INFORMATION SUPPLIED:
PR #2186, opened 2022-03-21
fix: report more unrecoverable errors during SASL authentication

faec:
Several types of unrecoverable connection / authentication failure are not recognized as unrecoverable, and result in retrying all brokers and falling back on "client has run out of brokers to talk to" after they all fail. The errors that can cause this include unsupported SASL mechanisms, TLS versions, and ciphers, as well as invalid broker certificates and bad connection protocols. This PR adds additional error types and recognizes them as unrecoverable, so they are reported immediately to the client's error channel instead of only within Sarama's debug output.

ASSIGNED TASK:
The full listing above is to be transcribed exactly.

FINAL ANSWER:
PR #2186, opened 2022-03-21
fix: report more unrecoverable errors during SASL authentication

faec:
Several types of unrecoverable connection / authentication failure are not recognized as unrecoverable, and result in retrying all brokers and falling back on "client has run out of brokers to talk to" after they all fail. The errors that can cause this include unsupported SASL mechanisms, TLS versions, and ciphers, as well as invalid broker certificates and bad connection protocols. This PR adds additional error types and recognizes them as unrecoverable, so they are reported immediately to the client's error channel instead of only within Sarama's debug output.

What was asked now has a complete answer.